PR #7, opened 2015-10-20
Make puppet wait for CSR to be signed

spiette:
This option will make puppet wait for the certificate to be signed before continuing. Else, unless the puppet master is autosigning the CSRs, the script would halt, puppet service would not be started, and packages would not be updated.


spiette:
Oops, an extra commit is in...
Closing.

◇ ◇ ◇

→ **Directions for this task**
Output the material above exactly. Omit nothing.

→ **Answer box**
PR #7, opened 2015-10-20
Make puppet wait for CSR to be signed

spiette:
This option will make puppet wait for the certificate to be signed before continuing. Else, unless the puppet master is autosigning the CSRs, the script would halt, puppet service would not be started, and packages would not be updated.


spiette:
Oops, an extra commit is in...
Closing.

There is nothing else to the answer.